Lawmakers call for probe of Alecto
CHARLESTON — The West Virginia House of Delegates wants Attorney General Patrick Morrisey to investigate the company behind the closure of the Ohio Valley Medical Center in Wheeling and the impending closure of the Fairmont Regional Medical Center.
The House, Thursday, adopted House Resolution 13, calling on the Attorney General’s Office to investigate the business practices of California-based Alecto Healthcare Services, the owners of Ohio Valley and Fairmont Regional medical centers. The resolution had the support of 95 delegates, with four delegates voting no, one being Delegate Patrick McGeehan, R-Hancock, a Northern Panhandle delegate.
“The House of Delegates calls upon the Attorney General to immediately investigate the business practices of Alecto and determine whether it has violated state laws,” the resolution stated.
Alecto announced Tuesday that Fairmont Regional would close in 60 days, putting more than 600 employees out of work.
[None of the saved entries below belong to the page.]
PR #974, opened 2018-03-19
Prevent Firefox Fieldset Scrolling

CriticalRespawn:
Super small issue but I noticed when I was using the Ghost Admin in Firefox, when I opened the "Invite Team" modal, a scrollbar would briefly appear and the form would be scrollable by 1px. This PR fixes it so it no longer scrolls.

screencast-2018-03-18-23-03-11

### DIFF
--- a/app/styles/components/modals.css
+++ b/app/styles/components/modals.css
@@ -119,7 +119,6 @@
 
 .modal-body {
     position: relative;
-    overflow-y: auto;
 }
 
 .modal-body p {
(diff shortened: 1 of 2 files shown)


kevinansfield:
Hey @CriticalRespawn 👋 Thanks for taking the time to report and look for a fix! I think in this situation the better solution would be to remove [this line](https://github.com/TryGhost/Ghost-Admin/blob/master/app/styles/components/modals.css#L122), it seems to be the cause of the Firefox bug and it's from some very old modal styling which is no longer necessary.

CriticalRespawn:
Thanks for the reply @kevinansfield! 

I've made your suggested fix and updated the PR 😄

The company purchased the medical center in 2014 for $15.3 million.
According to the certificate of need for the hospital, Alecto projected Fairmont Regional would turn around a $733,000 deficit in 2014 to an $8.2 million profit by 2017.
The announcement of Fairmont Regional’s impending closure comes six months after Alecto closed the doors on OVMC and East Ohio Regional Hospital in Martins Ferry, Ohio, on Sept. 3. Alecto acquired both hospitals in 2017 for $40 million with the city of Wheeling contributing $3 million for capital repairs and for demolishing nearby buildings.
Two years later, 736 employees at Ohio Valley and 343 employees at East Ohio lost their jobs.
Delegate Erikka Storch, R-Ohio, is the lead sponsor of HR 13. Storch, who also is president of the Wheeling Area Chamber of Commerce, said Alecto is using the same playbook for Fairmont Regional that it used on Ohio Valley.
“We just want to find out if there have been any laws broken, and if so, take appropriate action,” Storch said. “It is the same playbook, the same plays, and the same fourth quarter. It just seems to be a repeat of what they’ve already done. It sounds like they’ve done some similar type acts in other states as well.”
Antelope Valley Hospital in Lancaster, Calif., sued Alecto in 2017 for $30 million, accusing Alecto of malfeasance and fraud when the company managed the hospital from 2015 to 2016. Storch said there is much regret in the Ohio Valley for dealing with Alecto.
“Unfortunately with hindsight being 20/20…we thought it was for the better for the community, but it’s only created issues, problems, and unintended consequences for citizens,” Storch said.
Curtis Johnson, press secretary for the Attorney General’s Office, said in a statement they would review the resolution.
“We look forward to discussing this proposed resolution with the Legislature,” Johnson said. “Every entity in the state must comply with our laws.”
Last September, the Attorney General’s Office released a statement about Ohio Valley after Gov. Jim Justice called for investigation of the Ohio Valley and East Ohio closings.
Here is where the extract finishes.